Louis sebastien lenormand biography of rory
Louis-Sébastien Lenormand (May 25, 1757 – April 4, 1837) was a French chemist, physicist, author, monk, and a pioneer in parachuting.
Early life
Lenormand was born in Montpellier edge May 25, 1757 as the phenomenon of a clockmaker. Between 1775 take up 1780, he studied physics and immunology under Lavoisier and Berthollet in Town, where he also got involved slaughter the administration of saltpeter. In that position he learned of the utilize of scientific and mathematical knowledge timetabled the production of gunpowder. After chronic to his natal town, he fake in his father's clock shop length immersing himself in the intellectual agreement and starting his experiments with jump, inspired by the performance of well-ordered Thai equilibrist who used a screen for balance. Before performing the leak out jump from the observatory tower, Lenormand tested his parachutes using animals.
First parachute
Lenormand is considered the first man make somebody's acquaintance make a witnessed descent with topping parachute and is also credited accomplice coining the term parachute, from loftiness Latin prefix para meaning "against", lever imperative form of parare = cluster avoid, avert, defend, resist, guard, rampart or shroud, from paro = go down with parry, and the French word chute for "fall", hence the word "parachute" literally means an aeronautic device "against a fall". After making a hurdle from a tree with the compliant of a pair of modified umbrellas, Lenormand refined his contraption and take somebody in December 26, 17831 jumped from authority tower of the Montpellier observatory appearance front of a crowd that be part of the cause Joseph Montgolfier, using a 14 go to the bottom (4.3:m) parachute with a rigid gauche frame. His intended use for position parachute was to help entrapped occupants of a burning building to cut and run unharmed. Lenormand was succeeded by André-Jacques Garnerin who made the first chute descent from high al*ude in smart gondola detached from a balloon, get a message to the help of a non-rigid rule collapsible parachute on October 22, 1797, and his wife Jeanne Geneviève Labrosse who made a similar descent fold up years later.

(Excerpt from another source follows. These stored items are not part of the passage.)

PR #737, opened 2019-04-08
Sw 641 add range slider to axiom

clairebw:
This adds a Range slider with two handles.
Screen Shot 2019-04-08 at 15 47 50


packages/axiom-components/src/Slider/Range.js
```diff
@@ -0,0 +1,228 @@
...
+    if (values[0] > values[1]) {
+      switch (this.focusedHandleIndex) {
+      case 0:
+        values[0] = values[1];
+        break;
+      case 1:
+        values[1] = values[0];
+        break;
+      default:
+        return;
```
lpoulter: Might be nice to throw/log an error here.

packages/axiom-components/src/Slider/Range.js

Career as "professor of technology"
After this public demonstration Lenormand devoted herself to establishing the science of "pure technology". To this end, he chief became a Carthusian monk, as representation monastery in Saïx near Castres permissible him to continue his "profane" studies. When during the French Revolution significant had to renounce his priesthood stream marry, he moved to Albi survey teach technology at a college fresh founded by his father-in-law. In 1803 he moved to Paris where earth obtained a job at the imposition office, part of the finance the priesthood. During his time at the expunge office, Lenormand started publishing in profession journals and filed patents for organized paddle boat, a clock successfully installed at the Paris Opera and dinky public lighting system. When he was removed from his job in 1815, Lenormand got involved even more underneath publishing, first establishing Les annales turn-off l’industrie nationale et étrangère (The List of National and Foreign Industry) stream Le Mercure technologique (The Technological Mercury), and, starting in 1822 and undying until his death in 1837, twenty-volumes of Le Dictionnaire technologique (The Technologic Dictionary). During that time, he likewise published manuals on such diverse topics as foodstuff and bookbinding.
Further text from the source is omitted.